Extract Regex position.

Parameters:
See dedicated page for more information.
extractRegExpPosition is a scripted action. Embedded code is accessible and customizable through this tab.
See dedicated page for more information.
The extractRegExpPosition action is used to extract specific patterns from text using regular expressions (regex). This operation is a powerful tool for identifying and isolating structured information embedded within unstructured text, such as invoice numbers, dates, transaction IDs, amounts, or any recurring string patterns.
This action is especially useful in ETL workflows where input data contains messy or irregular strings, and you want to normalize or extract meaningful substrings for further analysis, enrichment, or transformation.
This action scans a selected text column in your dataset and applies a regular expression to each row. When a match is found, the specified portion is extracted and returned as a new column. You can configure the action to either return just the first match it finds or to return all matches found within the string.
The extraction logic is driven by a custom regular expression pattern, allowing highly flexible parsing depending on your use case. For example, extracting invoice numbers, numeric amounts, or tagged metadata from email or log content becomes easy and repeatable.
There is also an option to activate capturing groups.
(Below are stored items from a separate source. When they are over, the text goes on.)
PR #527, opened 2023-07-04
Add feedback button

### LINKED ISSUE #466: Add button to give feedback
Currently, the only way to give feedback for MaMpf is to look in the footer, see the MaMpf email and write to it. I think we'd receive more feedback if we would make this option more prominent or even have our own "feature" to give feedback.

For example, we could introduce a new button on the right-hand side of the top navbar (or anywhere else) that will open a modal with a text-field. Optionally, users can include their email address in there, so that we can reply. We will then receive a mail with the feedback and the `Reply-to` field of the mail is automaticall set if the user entered their email address, so that we can reply (if necessary).

 This way, users can give feedback in MaMpf without ever leaving the platform and without having to open an email client.

Splines:
New feedback button for users to give feedback regarding MaMpf. Closes #466 

~~⚠ **Merge #537 beforehand, then bring in mampf-next into this branch.**~~

## TODOs
- [x] Prevent sending feedback with empty message
- [x] Make sure everything works when title is empty (title is optional)
- [x] Implement better user flow: close modal and clear message upon successful sending, otherwise show flash error message.
- [x] Set `FEEDBACK_EMAIL` env variable in production! -> won't be reflected in this PR, manual in production environment
- [x] Test email delivery in experimental.

## Preview
image
image
image

## For reviewers

- [x] Check internationalization: everything should work fine in German as well as English including
    - all the texts in the modal
    - success/error toast messages
- [x] Check user flow
    - good path: write feedback and submit, check in [`Mailcatcher`](http://localhost:1080/) if email arrived
    - error paths: write feedback with no characters, in `app/controllers/FeedbacksController` inside the `create` method, add: `@feedback_success = false` right before `respond_to(&:js)` to simulate unsuccessful saving of message to database, simulate bad internet connection, other error paths?
- [x] Code quality & linting!
- [x] Check that "Allow us to contact you via email" is correctly reflected in `Reply-to` of mail (only if checkbox is ticked should we be able to contact the user by replying to the mail, otherwise `Reply-to` field should be empty)
- [x] Clean state: after having successfully submitted feedback, modal should close and next time have texts cleared. If error: modal should stay open and text should not be cleared. Text should also not be cleared when user writes feedback, closes modal (without submitting), then opens it again.
- [x] Mobile: test that feedback submit button is still visible in navbar.
- [x] Own ideas to test this feature: `...` (specify)


Splines:
Hey @Frodo161, this PR is now ready for your review ;) Please see the `For reviewers` section in my upmost comment here. You can tick off the checklist there and also edit my comment.

Frodo161 (commented):
**Problems:**

- "Bitte verwenden Sie zumindest 10 Zeichen" is in German even if the language is set to English.
- If one uses "@feedback_sucess = false" as described in the PR, nothing happens (only the modal won't close on save). Especially, there is no error message (should there be one?). The mail arrives in the mail catcher as expected.
- More generally, I didn't get to see any of the error messages that are written down in the locale files.

**Code:**

- Maybe, instead of writing _authorize_resource except: [:create]_ in the FeedbacksController, you can add an ability file for feedback.

Splines:
@Frodo161 When I change the code in `app/controllers/feedbacks_controller.rb` to the following:

```ruby
def create
    feedback = Feedback.new(feedback_params)
    feedback.user_id = current_user.id
    @feedback_success = feedback.save

    if @feedback_success
      FeedbackMailer.with(feedback: feedback).new_user_feedback_email.deliver_later
    end

    @feedback_success = false

    respond_to(&:js)
end
```

I do see the error message:

image

Wondering why you don't see it, mmh.

Splines:
> "Bitte verwenden Sie zumindest 10 Zeichen" is in German even if the language is set to English.

Good point, I just fixed this and also specified an upper limit of `10 000` chars.

Splines:
> Maybe, instead of writing authorize_resource except: [:create] in the FeedbacksController, you can add an ability file for feedback.

@Frodo161 The thing is: right now there is just the `create` method in the `FeedbacksController`. So I could basically get rid of this statement altogether and don't need any ability as any MaMpf user should be able to give Feeback. However, I wrote this just as precaution, when methods might be added there in the future to prevent them from automatically being unauthorized. Either we leave this in there, or if you want to, I could also get rid of this line.

Note: it'd be awesome if you could (in the future) make comments like these directly next to the respective line (see `Files changed` tab in GitHub), so it's easier to discuss. And the conversation regarding this particular thing can then be closed when finished (which prevents cluttering this thread). Yet another advantage: I don't have to tag you since you wrote the comment and I can directly reply to you.

Frodo161:
I tried again and now I see the error message, but only if I scroll down, because it's hidden by the cards on the main page (see image).

Bildschirmfoto vom 2023-08-26 15-27-01

Splines:
> I tried again and now I see the error message, but only if I scroll down, because it's hidden by the cards on the main page (see image).

@Frodo161 Ah ok, yeah I had that problem too in the beginning and wasted several hours trying to fix this. Then, I noticed that something with Bootstrap did not work and some variables of it were not properly imported (the `z-index` for Toast messages).

Try to:
- Delete the `public/packs` folder locally and restart MaMpf locally.
- Remove the `mampf` and `webpacker` containers including their respective volumes and start again:
```
cd ./docker/compose/
docker compose ps
docker compose rm -s mampf
docker compose rm -s webpacker
docker volume ls
docker volume rm development_public
docker compose up -d
```
(`-s` is shorthand for `--stop`)

- If that doesn't help, also completely rebuild the `mampf` and `webpacker` images:
```
docker compose up --build mampf
docker compose up --build webpacker
```

Hopefully, that will work out. In production, this is not a problem since the `public` folder is replaced in its entirety with new content (or should be, I'm currently on it in #529 ;))

Splines:
Ok, I can reproduce problem with the wrong `z-index`, will have to fix this on my side. Probably had this cached somehow locally.

Splines:
Wow, I found the reason, it was a bug in Bootstrap and fixed in release [`5.2.2`](https://github.com/twbs/bootstrap/releases/tag/v5.2.2) (we had `5.2.1`), see Bootstrap-PR [#37118](https://github.com/twbs/bootstrap/pull/37118).

I've upgraded Bootstrap to version `5.3.1` via `bundle update bootstrap`. Note that the lockfile also indicates some other packages were updated that Bootstrap depends on. A conservative run with `bundle update bootstrap --conservative` did not work (containers did not start due to dependency errors).

Run `bundle install`, so that you fetch the new bootstrap version locally. This should probably be enough:
```
docker compose rm -s nginx
docker compose rm -s mampf
docker compose rm -s webpacker
docker volume remove development_public
docker compose up -d
```

If this doesn't work, you may have to rebuild the whole mampf and webpacker images:
```
docker compose rm -s mampf
docker compose rm -s webpacker
docker compose build mampf webpacker
docker compose up -d
```

Frodo161:
Nice! Now it works.

I still have to take a look at the HTML part of the code, but everything else in this PR seems to be fine for me.

config/initializers/default_setting.rb
Frodo161, line 1: Is the change from ENV[] to ENV.fetch(_, nil) just for a better code styling? If you pass "nil" as a second parameter, it should be equivalent, isn't it?

Splines: Actually, Rubocop did that automatically for me and I didn't even notice (it runs automatically whenever I save a file) 😅
See the [suggestion in the docs](https://www.rubydoc.info/gems/rubocop/RuboCop/Cop/Style/FetchEnvVar). 

> Suggests `ENV.fetch` for the replacement of `ENV[]`. `ENV[]` silently fails and returns `nil` when the environment variable is unset, which may cause unexpected behaviors when the developer forgets to set it. On the other hand, `ENV.fetch` raises KeyError or returns the explicitly specified default value.

I went over this and removed the `nil` default values, so that `ENV.fetch` will raise a KeyError when the variable is not set which is good as we don't want this to silently go unnoticed. There are actually more such occurrences (`ENV[...]`) in the codebase, so it would be a good idea to address the rest in a separate PR.

Splines:
Since your last review, I added the functionality to submit the form via `Ctrl + Enter`, which should only work when the form is actually opened.

Frodo161:
The `Ctrl + Enter` works in my local MaMpf installation. I also didn't find anything else in the code.

One more thing I had in mind: Should we maybe change the "Save" button into a "Send" button?

config/initializers/default_setting.rb
Splines: I actually found a problem now with this approach, as described in #542, so I reverted this change in commit 1261706a10f94.

Splines:
I've renamed the button as suggested. From my side, everything in this PR is now ready. @fosterfarrell9, it'd be great if you could also take a look at this PR.

Frodo161 (dismissed):

fosterfarrell9 (changes requested):
I noticed the following issues:

- An exception is thrown in the browser console if you access the `/administration` path, e.g. via the navbar (probably because there is no feedback button in the admin navbar)
- Because there is a foreign key to `user_id` in the `feedbacks` table, deletion of users who have created feedbacks will result in a rollback, so it will fail (I could reproduce this, so this is  not purely thoretical). This can probably be fixed by adding the line
`has_many :feedbacks, dependent: :destroy`
to `user.rb` (this will trigger a destruction of all the user's comments before the user's database entry is deleted).

app/views/feedback_mailer/new_user_feedback_email.text.erb
```diff
@@ -0,0 +1,13 @@
...
+# Feedback
+<%= @feedback.feedback %>
+
+
+-----
+<% if @feedback.can_contact %>
+Reply to this mail to contact the user.
+<% else %>
+User did not give permission to contact them regarding their feedback, so we cannot reply to this mail.
+<% end %>
```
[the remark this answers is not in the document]
Splines: I intentionally did not localize this. Do we need to? It's just a mail for us internally. And the language in which we should reply to the mail can be inferred by the language the user used to write the feedback. What advantage would it then have if strings like "Reply to this mail to contact the user" are also in German if the user speaks German?

Splines:
@fosterfarrell9 Thanks for your good observations. I committed fixes for all of them (expect for localization). I fixed the delete on cascade issue by specifying in the `CreateFeedbacks` migration:

```rb
t.references :user, null: false, foreign_key: { on_delete: :cascade }
```

After dropping the database, reseeding it and posting a comment as student5, I was able to successfully do:

```rb
User.where(name: "student5")[0].destroy
```

In the log, you then find this line

```rb
User Destroy (1.6ms)  DELETE FROM "users" WHERE "users"."id" = $1  [["id", 9]]
```
During the deletion, the PostgreSQL database will automatically cascade for us based on our `on_delete: :cascade` statement.

app/views/feedback_mailer/new_user_feedback_email.text.erb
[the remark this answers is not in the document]
fosterfarrell9: I guess I was just surprised when I tested it that I got a mail where parts are in english (whereas my development setup and my production setup is set on German and I do not see English in many places except maybe exception messages). But I can live with the current solution.

db/schema.rb
```diff
@@ -906,6 +916,7 @@
   add_foreign_key "commontator_subscriptions", "commontator_threads", column: "thread_id", on_update: :cascade, on_delete: :cascade
   add_foreign_key "course_self_joins", "courses"
   add_foreign_key "divisions", "programs"
+  add_foreign_key "feedbacks", "users", on_delete: :cascade
```
fosterfarrell9, line 919: Technically, that is certainly a correct solution. I am just a little worried that we are now using different methods that achieve the same in our `user` model and mix them. I did not count it, but in `user.rb` you will find lots of relations that have the `dependent: :destroy` flag set. So these are all at the same place. By delegating the cascading for `feedbacks` to the database, we now open up a second place where behavior for such dependencies is stored. Maybe there should at least be a comment in user.rb that there is also a relation to feedbacks, but that deletion is handled on a database levels (alternatively, add `has_many :feedbacks, dependent: :destroy` to `user.rb`, then the cascading in the migration is not necessary). Note that there a lot of articles in the net about `dependent: :destroy` vs '`on_delete: :cascade)`'.

Splines: Oh good point. I agree we should respect business logic when deleting an active record and have the additional Rails layer, i.e. favor `has_many :feedbacks over dependent: :destroy` with the latter working directly on the database. I've just changed it in 07ba509b828c.

fosterfarrell9 (approved):

fosterfarrell9 (dismissed):
Looks good to me. Before merging into production: Has this

- [x]  Set FEEDBACK_EMAIL env variable in production! -> won't be reflected in this PR, manual in production environment

been done yet?

Splines:
Will merge without approval as Denis is on vacation.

When enabled, the action will only return the contents of the parentheses groups inside the regex pattern rather than the entire match. This is particularly helpful when your pattern includes multiple components but you are only interested in one part of the match.
You can configure the following:
These parameters give you full control over the pattern matching behavior and ensure the extracted data can be easily integrated into downstream processing.
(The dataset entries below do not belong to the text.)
PR #528, opened 2023-07-12
Fix styling of small dot indicating current navbar item

Splines:
In the Apple Safari browser, the dot under the currently active navbar-item was not placed at the correct position. This is how it should be:

image

⚠ Before merging: let Apple user actually test this on mampf-experimental.


fosterfarrell9 (approved):

Splines:
Fix was verified on an iPhone and MacBook by fellow students 👍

The output of this action is a new column added to the input table (or returned as a new table, depending on pipeline setup), containing the extracted match or matches. If operating in "first item found" mode, each row will have a single matched value. If in "all items found" mode, rows may contain multiple values or repeated entries.
For example, if the regular expression is configured to match digit sequences in the format \b\d+\b and the input text is "Invoice 1234 paid on 2024-06-01", the output will include values like 1234 and 2024.
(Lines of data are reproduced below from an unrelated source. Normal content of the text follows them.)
PR #529, opened 2023-07-14
[Delete later] Fix/webpacker assets not being served

Splines:
Ever since the `application.js` file was altered in #523, we had problems in our test environments with assets not being served correctly (but not in localhost). Our docker setup did not include the `public` volume for mampf workers but only for the master container. So, within the last years, we basically accidentally always created two public folders in different containers and only one of them was served.

As the `application.js` file was altered, it was only available in the worker container where the `assets:precompile` task is executed. However, the static assets are only served from the specified `public` volume. The fix mounts the volume for the `public` folder into the worker docker container where the `assets:precompile` task is executed, so that the file can be served from any container that has also mounted the volume.

I originally tried this which did not work:
[this medium post](https://medium.com/@rubalps/rails-cloudfront-webpack-823558c71b58) and [this comment](https://github.com/rails/webpacker/issues/1651#issuecomment-513482825).

### DIFF
--- a/app/assets/javascripts/datetimepicker.js
+++ b/app/assets/javascripts/datetimepicker.js
@@ -22,6 +22,24 @@ function startInitialization() {
     });
 }
 
+function getDateTimePickerIcons() {
+    // At the moment: continue to use FontAwesome 5 icons
+    // see https://getdatepicker.com/6/plugins/fa5.html
+    // see https://github.com/Eonasdan/tempus-dominus/blob/master/dist/plugins/fa-five.js
+    return {
+        type: 'icons',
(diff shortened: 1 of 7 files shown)


Splines:
@tynsh I've requested a review from you: just if you've got time and want to take a look as you have originally introduced the docker setup.

Splines:
We solved this problem in the server script that triggers the docker files, so this is not needed anymore and was actually not a good solution in the first place since the public volume does not have to be available to the workers and so it shouldn't. Instead `nginx` is in play here and does the magic serving the public files.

Imagine you are processing a table of financial transactions, emails, or scanned invoice text, and you need to extract references like invoice numbers or payment amounts. With extractRegExpPosition, you can configure a pattern to target just the digit blocks or phrases of interest, store them in a new column, and use this clean, structured data for aggregation, validation, or reporting.
Another use case is log file analysis, where you extract timestamps, error codes, or IP addresses from raw log entries to feed into anomaly detection or monitoring dashboards.
This action is highly flexible and can be used as a precursor to filtering, grouping, or joining tables based on extracted information.